An update on this: today I sent a patch to @lawremi for inclusion in R 4.1.0 (hopefully). It fixes the bug that has prevented validObject() from properly validating S4 objects since its very beginning in R (validObject() was added to the methods package in 2001, at revision 16446). See link to Bugzilla above for the bug report.

Just a heads-up that this patch breaks the following unit tests in SingleCellExperiment:

> test_check("SingleCellExperiment")
class: SingleCellExperiment 
dim: 200 100 
metadata(0):
assays(2): counts logcounts
rownames: NULL
rowData names(0):
colnames: NULL
colData names(1): sizeFactor
reducedDimNames(2): PCA TSNE
mainExpName: NULL
altExpNames(2): Spike Protein
══ Failed tests ════════════════════════════════════════════════════════════════
── Failure (test-sce-class.R:76:5): internal functions work correctly ───────────────────────────
`validObject(sce)` threw an error with unexpected message.
Expected match: "'nrow' of 'int_elementMetadata' not equal to 'nrow(object)'"

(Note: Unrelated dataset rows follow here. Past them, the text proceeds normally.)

PR #2503, opened 2025-04-18
TST make 3 flaky test cases always pass on XPU

yao-matrix:
PASSED tests/test_initialization.py::TestAdaLoraInitialization::test_adalora_default_init_identity
PASSED tests/test_initialization.py::TestLokrInitialization::test_lokr_linear_init_default
PASSED tests/test_gpu_examples.py::TestPTuningReproducibility::test_p_tuning_exactly_reproducible_after_loading

### DIFF
--- a/tests/test_gpu_examples.py
+++ b/tests/test_gpu_examples.py
@@ -85,6 +85,7 @@ from .testing_utils import (
     require_auto_awq,
     require_auto_gptq,
     require_bitsandbytes,
+    require_deterministic_for_xpu,
     require_eetq,
     require_hqq,
     require_multi_accelerator,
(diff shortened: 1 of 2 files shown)


yao-matrix:
@BenjaminBossan, pls help review, thx.

BenjaminBossan:
This means that `require_deterministic_for_xpu` can be removed completely, right?

yao-matrix:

Actual message: "invalid class “SingleCellExperiment” object: \n    'x@int_elementMetadata' is not parallel to 'x'"
Backtrace:
    █
 1. ├─testthat::expect_error(...) test-sce-class.R:76:4
 2. │ └─testthat:::quasi_capture(...)
 3. │   ├─testthat:::.capture(...)
 4. │   │ └─base::withCallingHandlers(...)

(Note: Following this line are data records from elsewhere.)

PR #2507, opened 2025-04-22
FIX: CPT should not be tested with sequence classification

BenjaminBossan:
PR #2481 added sequence classification tests to PEFT. The test matrix included CPT. However, CPT only supports the task type `CAUSAL_LM`. These tests still passed but now [started failing](https://github.com/huggingface/peft/actions/runs/14592717272/job/40931414213) with:

> AttributeError: object has no attribute 'prepare_inputs_for_generation'

This is probably a change in transformers but since causal LM was never meant to work, the actual fix is to remove CPT from the seq cls test matrix.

 5. │   └─rlang::eval_bare(quo_get_expr(.quo), quo_get_env(.quo))
 6. └─methods::validObject(sce)
── Failure (test-sce-class.R:82:5): internal functions work correctly ───────────────────────────
`validObject(sce)` threw an error with unexpected message.
Expected match: "'nrow' of 'int_colData' not equal to 'ncol(object)'"

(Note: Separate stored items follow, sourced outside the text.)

PR #2512, opened 2025-04-23
LORA/MODEL: Use max rank of pattern for `add_weighted_adapter`

Beinsezii:
Otherwise it's possible that the new merged adapter won't allocate enough space when a patterned rank is larger than config.r.

For example, the `cat` method uses `sum(adapters_ranks)` for the empty tensor alloc, so if `cat(loras)` for a given layer is ever > the sum of `config.r` the assignment will overflow.

Local test fails but it's all entirely the TestEvaInitialization module which appears completely unrelated.

### DIFF
--- a/src/peft/tuners/lora/model.py
+++ b/src/peft/tuners/lora/model.py
@@ -562,7 +562,12 @@ class LoraModel(BaseTuner):
         # if there is only one adapter, we can only use linear merging
         combination_type = "linear" if len(adapters) == 1 else combination_type
 
-        adapters_ranks = [self.peft_config[adapter].r for adapter in adapters]
+        adapters_ranks: list[int] = [
+            # When allocating tensors for the new adapter, we need the maximum possible rank to not overflow
+            config.r if not config.rank_pattern else max([config.r, *config.rank_pattern.values()])
+            for config in (self.peft_config[adapter] for adapter in adapters)
+        ]
+
         if combination_type in ("linear", "ties", "dare_ties", "dare_linear", "magnitude_prune"):
             # all adapters ranks should be same, new rank is just this value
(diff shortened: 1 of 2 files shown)


bghira:
thanks Ben, i'd requested this pull request be opened since it seems trivial enough but I'm not sure we'll have time to add unit tests here, especially considering none of us are particularly familiar with the unit test ecosystem for PEFT.

BenjaminBossan:
Thanks for providing more context @bghira. I wrote the code required to test this change:

```python
    @parameterized.expand([IA3Config, LoHaConfig, LoKrConfig, LoraConfig, HRAConfig, BoneConfig])
    def test_add_weighted_adapter_cat_with_rank_pattern(self, config_cls):
        # Fixes a bug described in #2512, which resulted from the rank_pattern not being taken into account
        config0 = LoraConfig(target_modules=["lin0", "lin1"], r=8)
        config1 = LoraConfig(target_modules=["lin0", "lin1"], r=8, rank_pattern={"lin0": 16})
        model = MLP()
        model = get_peft_model(model, config0).to(self.torch_device)
        model.add_weighted_adapter(["default", "other"], weights=[1.0, 1.0], adapter_name="merged", combination_type="cat")
```

I can best be added [in this line](https://github.com/huggingface/peft/blob/d3ff1334a7fec4f4f17ed28a5a6cbcb048645cf1/tests/test_custom_models.py#L2065). @Beinsezii would you be so kind to add it to your PR?

Beinsezii:
Verified it fails on `main` and passes on `beinsezii/weighted_adapter_max_rank_pattern`

BenjaminBossan (approved):
Thanks for adding the test and for the PR overall. LGTM.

Actual message: "invalid class “SingleCellExperiment” object: \n    'x@int_elementMetadata' is not parallel to 'x'"
Backtrace:
    █
 1. ├─testthat::expect_error(...) test-sce-class.R:82:4
 2. │ └─testthat:::quasi_capture(...)
 3. │   ├─testthat:::.capture(...)
 4. │   │ └─base::withCallingHandlers(...)
 5. │   └─rlang::eval_bare(quo_get_expr(.quo), quo_get_env(.quo))
 6. └─methods::validObject(sce)

[ FAIL 2 | WARN 6 | SKIP 0 | PASS 722 ]
Error: Test failures

With the patch validObject() does the right thing of calling the validity method for Vector objects directly on the SingleCellExperiment object and without coercing it to a SummarizedExperiment instance first. So the error message now is coming from the validity method for Vector objects and not from the validity method for SingleCellExperiment objects anymore. This new error message is a little bit different from what the test expects, hence the failure. Fixing the failing tests will be trivial.